Agreed, that is a bad error message
Hey @spencerahill I've been looking at this one today. I have a few prefatory questions.
TLDR - I couldn't get the loader to work with GDFL data from ftp://nomads.gfdl.noaa.gov/gfdl_am2_1/AM2.1_1979-2000-AllForc_h1/
I am not sure if I am getting out of scope data (obscure data format the loader is not designed to work with), or doing something wrong in AOSPY. Do you have a link to some post-processed GDFL data that is in-scope for the GDFL loader?
Details: I downloaded GDFL data from an experimental run of AM 2.1, specifically from ftp://nomads.gfdl.noaa.gov/gfdl_am2_1/AM2.1_1979-2000-AllForc_h1/, and tried to go through the process of loading it.
I tried loading in files related to the variable hur
, relative_humidity
via https://pcmdi.llnl.gov/ipcc/standard_output14.html#Table_A1a.
Here are the paths that that the loader generated, and threw an error with:
[['.../pp/atmos/ts/monthly/5yr/atmos.198001-198412.hur.nc',
'.../pp/atmos/ts/monthly/5yr/atmos.198501-198912.hur.nc',
'..../pp/atmos/ts/monthly/5yr/atmos.199001-199412.hur.nc',
'.../pp/atmos/ts/monthly/5yr/atmos.199501-199912.hur.nc']]

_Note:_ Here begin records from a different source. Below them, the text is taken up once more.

PR #1685, opened 2025-12-25
Allow creation of synchronous MinioClient using already created MinioAsyncClient

jgolda:
Changes introduced in (or around) #1665 make it quite easy and convenient to provide a different Executor for executing asynchronous code in MinioAsyncClient. 
Unfortunatelly it's not possible to do the same trick for MinioClient, as it's not possible to create a MinioClient providing external MinioAsyncClient (or it's subclass, which would provide a different Executor). 

The change in this pull request changes the visibility of the constructor in MinioClient to protected. It should allow creation of MinioClient with external MinioAsyncClient.

### DIFF
--- a/api/src/main/java/io/minio/MinioClient.java
+++ b/api/src/main/java/io/minio/MinioClient.java
@@ -100,7 +100,7 @@ import okhttp3.OkHttpClient;
 public class MinioClient implements AutoCloseable {
   private MinioAsyncClient asyncClient = null;
 
-  private MinioClient(MinioAsyncClient asyncClient) {
+  protected MinioClient(MinioAsyncClient asyncClient) {
     this.asyncClient = asyncClient;
   }
 


api/src/main/java/io/minio/MinioClient.java
```diff
@@ -88,7 +100,7 @@
 public class MinioClient implements AutoCloseable {
   private MinioAsyncClient asyncClient = null;
 
-  private MinioClient(MinioAsyncClient asyncClient) {
+  protected MinioClient(MinioAsyncClient asyncClient) {
```
balamurugana: If you are creating a different `MinioAsyncClient` and inherit `MinioClient`, why not have your own class inheriting `MinioAsyncClient`?

balamurugana (changes requested):

api/src/main/java/io/minio/MinioClient.java
jgolda: I intend to use a class inheriting MinioAsyncClient - say CustomMinioAsyncClient. There I override the supplyAsync method, providing my own executor. It works fine. 

The problem is I cannot create an instance of MinioClient nor it's subclass, which would be configured with a CustomMinioAsyncClient. The only constructor in MinioClient accepting MinioAsyncClient is private. This blocks me from crating a synchronous client (relatively easily), which will use a custom Executor

jgolda: In practise I only need the sync client. I override the async client only to provide a custom Executor, which executes everything on the calling thread (Runnable::run).

With the private constructor in MinioClient I can't reuse the already existing error handling logic in MinioClient and have to copy-paste this boilerplate to my project

balamurugana: `MinioClient` just does
```java
    try {
      return asyncClient.API(args).join();
    } catch (CompletionException e) {
      asyncClient.throwMinioException(e);
      return null;
    }
```

What do you mean by `error handling logic in MinioClient`?  I do not think this PR adds value.

jgolda: Well I do try/catch for every method I use from async client, as I need to do more or less everything the sync client does. Now I'm copying parts of it to my code, which gives me 100-150 lines of boilerplate to support and merge with future min.io versions. 

As far as I recall master didn't change much in terms of error handling, so aligning code to changes in master wouldn't improve much I guess. It won't remove the boilerplate, it might make it different.

You're clearly negative about this change. Does it break anything or would you like it done differently? I'm open to some different approach which will allow me to avoid the boilerplate, but I would need some directions on what should be improved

This is pretty close to format of this GDFL post-processed data, but not quite.
A representative file from this directory was:
.../pp/atmos/ts/monthly/hur_A1.198001-198412.nc
e.g.:
the loader expected
[rootdir]/[domain]/[dtype_in_time]/[intvl_in]/[data_dur]yr/[domain].[date range].[variable name].nc
and in this dataset, the format seemed to be:
[rootdir]/[domain]/[dtype_in_time]/[intvl_in]/[variable_name][a shorthand version of the IPCC Table identifier].[date range].nc
Am I doing something wrong? (That could totally be what's going on! :) Here is what I tried: https://github.com/haydenbetts/aospy-run-test) Is this post-processed data from AM 2.1 out of scope for the GFDLDataLoader? If so, where can I find in-scope data?
You're not doing anything wrong, as indeed the filenames for the data you found doesn't match the pattern we have built the GFDLDataLoader around. Here is another example.

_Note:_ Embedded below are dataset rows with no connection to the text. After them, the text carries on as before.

PR #1693, opened 2026-03-24
fix versionId null check in getPresignedObjectUrl properly

### LINKED ISSUE #1692: Regression: getPresignedObjectUrl adds empty versionId when null
Hello,

I think i have managed to pinpoint a bug in the latest version `9.0.0`. There appears to be a regression in `getPresignedObjectUrl` method in `MinioClient` class. It looks like a simple invalid (inverted) condition in the source code.

Current code `9.0.0`
```java
Http.QueryParameters queryParams = new Http.QueryParameters();
if (args.versionId() == null) queryParams.put("versionId", args.versionId());
```

Previous version `8.6.0`
```java
Multimap<String, String> queryParams = newMultimap(args.extraQueryParams());
if (args.versionId() != null) queryParams.put("versionId", args.versionId());
```

Impact:
- When versionId is null or not set, the SDK generates `versionId=` in query params.
- When versionId is set, the SDK does not add `versionId` to query params.
- This results in malformed presigned URLs.
- Can lead to signature mismatch errors with S3-compatible backends.

Expected behavior:
- versionId should only be added if non-null.

Workaround (applicable only if you do not use `versionId` param):
- Explicitly set versionId to any non-null value.
```java
minioClient.getPresignedObjectUrl(
  GetPresignedObjectUrlArgs.builder()
  .versionId("dummy")
  // other params
  .build()
)
```

This seems like a simple regression with potentially broad impact, but it looks like a fix is fairly simple.

Paw565pl:
Fixes #1692

### DIFF
--- a/functional/TestMinioClient.java
+++ b/functional/TestMinioClient.java
@@ -1270,6 +1270,20 @@ public class TestMinioClient extends TestArgs {
                 .build(),
             expectedChecksum);
 
+        testTags = "[GET, versionId]";
+        String versionId = "dummy-version";
+        String urlString =
+            client.getPresignedObjectUrl(
+                GetPresignedObjectUrlArgs.builder()
+                    .method(Http.Method.GET)
+                    .bucket(bucketName)
+                    .object(objectName)
+                    .versionId(versionId)
+                    .build());
+        Assertions.assertTrue(
+            urlString.contains("versionId=" + versionId),
+            "versionId not found in the generated presigned URL");
+
         testTags = "[GET, expiry, query params]";
         Map<String, String> queryParams = new HashMap<>();
         queryParams.put("response-content-type", "application/json");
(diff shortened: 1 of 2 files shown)


Paw565pl:
I have added a small assertion to prevent this regression from happening in the future. If you would like any changes let me know 🙂

functional/TestMinioClient.java
```diff
@@ -1270,6 +1270,20 @@ public void testGetPresignedObjectUrlForGet() throws Exception {
...
+        String urlString =
+            client.getPresignedObjectUrl(
+                GetPresignedObjectUrlArgs.builder()
+                    .method(Http.Method.GET)
+                    .bucket(bucketName)
+                    .object(objectName)
+                    .versionId(versionId)
+                    .build());
+        Assertions.assertTrue(
+            urlString.contains("versionId=" + versionId),
```
balamurugana: Parse the generated url using `okhttp3.HttpUrl.parse()` and validate `versionId` query param for concrete check.

balamurugana (changes requested):

functional/TestMinioClient.java
Paw565pl: should be ok now

balamurugana (approved):

programista10kpln:
merge pls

Presumably both of these are for model data that was ultimately intended for the CMIP archives, based on the fact that they use the CMIP standard variable names rather than GFDL's in-house standard names, i.e. hur
instead of rh
(or 'tas' instead of 't_surf'). Ultimately, this isn't the use-case we're interested in; the directory structure and filenaming patterns that are written into the GFDLDataLoader are the ones that are used by modern GFDL's in-house models and are thus what we care about.

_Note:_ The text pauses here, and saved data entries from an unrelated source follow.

PR #1694, opened 2026-04-03
fix: skip functional tests on HTTP 405/501 responses

harshavardhana:
Use HTTP status codes directly instead of checking error
code strings, so tests are properly skipped when APIs
return 405 (Method Not Allowed) or 501 (Not Implemented).

### DIFF
--- a/functional/TestArgs.java
+++ b/functional/TestArgs.java
@@ -323,7 +323,8 @@ public class TestArgs {
   public static void handleException(String methodName, String args, long startTime, Exception e)
       throws Exception {
     if (e instanceof ErrorResponseException) {
-      if (((ErrorResponseException) e).errorResponse().code().equals("NotImplemented")) {
+      int code = ((ErrorResponseException) e).response().code();
+      if (code == 405 || code == 501) {
         mintIgnoredLog(methodName, args, startTime);
         return;
       }
--- a/functional/TestMinioClient.java
+++ b/functional/TestMinioClient.java
@@ -394,7 +394,8 @@ public class TestMinioClient extends TestArgs {
           MakeBucketArgs.builder().bucket(bucketNameWithLock).objectLock(true).build());
     } catch (Exception e) {
       if (e instanceof ErrorResponseException) {
-        if (((ErrorResponseException) e).errorResponse().code().equals("NotImplemented")) {
+        int code = ((ErrorResponseException) e).response().code();
+        if (code == 405 || code == 501) {
           bucketNameWithLock = null;
           return;
         }


functional/FunctionalTest.java
```diff
@@ -1,117 +1,4252 @@
...
+        totalBytesRead += bytesRead;
+      }
+    }
+  }
+
+  public static void handleException(String methodName, String args, long startTime, Exception e)
+      throws Exception {
+    if (e instanceof ErrorResponseException) {
+      int code = ((ErrorResponseException) e).response().code();
+      if (code == 405 || code == 501) {
```
balamurugana: `MinioClient` already returns `MethodNotAllowed` S3 error code for `405` and `501` HTTP status code.
```suggestion
      if (((ErrorResponseException) e).errorResponse().code().equals("NotImplemented") || (ErrorResponseException) e).errorResponse().code().equals("MethodNotAllowed")) {
```

functional/FunctionalTest.java
```diff
@@ -1,117 +1,4252 @@
...
+      handleException("makeBucket()", null, startTime, e);
+    }
+
+    try {
+      client.makeBucket(
+          MakeBucketArgs.builder().bucket(bucketNameWithLock).objectLock(true).build());
+    } catch (Exception e) {
+      if (e instanceof ErrorResponseException) {
+        int code = ((ErrorResponseException) e).response().code();
+        if (code == 405 || code == 501) {
```
balamurugana: `MinioClient` already returns `MethodNotAllowed` S3 error code for `405` and `501` HTTP status code.
```suggestion
      if (((ErrorResponseException) e).errorResponse().code().equals("NotImplemented") || (ErrorResponseException) e).errorResponse().code().equals("MethodNotAllowed")) {
```

harshavardhana:
As mentioned in minio-py, there is a purpose of decoupling from a Code string to an actual HTTP status code, which makes it easy when many variations of S3 responses come in from different vendors.

balamurugana:
@harshavardhana 
> As mentioned in minio-py, there is a purpose of decoupling from a Code string to an actual HTTP status code, which makes it easy when many variations of S3 responses come in from different vendors.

I'm sure there is some publicly available GFDL data in the proper format, but I can't find any right now; in fact many of the links from the GFDL data portal page seem broken. @spencerkclark, do you have any on hand?
Also, @spencerkclark wrote the unit tests e.g. here that cover the GFDLDataLoader, but AFAICT those tests generate the needed objects and data for the tests as they run. So another option is to try to do something similar. In fact, since this (like all new code) will require unit tests of its own, this ultimately might be the best way to proceed...i.e. you'll have to do it sooner or later.
In other words, maybe don't worry about finding test data in the wild matching the pattern: just construct it like those existing unit tests have.
Also, thanks for describing the problem very clearly, which is really helpful.
@haydenbetts thanks for your interest; sorry for being silent for a bit.
I agree with @spencerahill regarding thinking about this problem in a more abstract sense, i.e. without worrying about having actual example files, as that will be useful for writing tests. In this case I think you might not need to worry about filenames. For testing you might be able to create GFDLDataLoaders with and without the required input arguments and make sure an error is raised under the appropriate circumstances.
Nevertheless, for your reference, I put up a small set of files in the form of a tar archive on Google Drive that fit this directory/naming structure in case you'd like to try things out in a practical setting.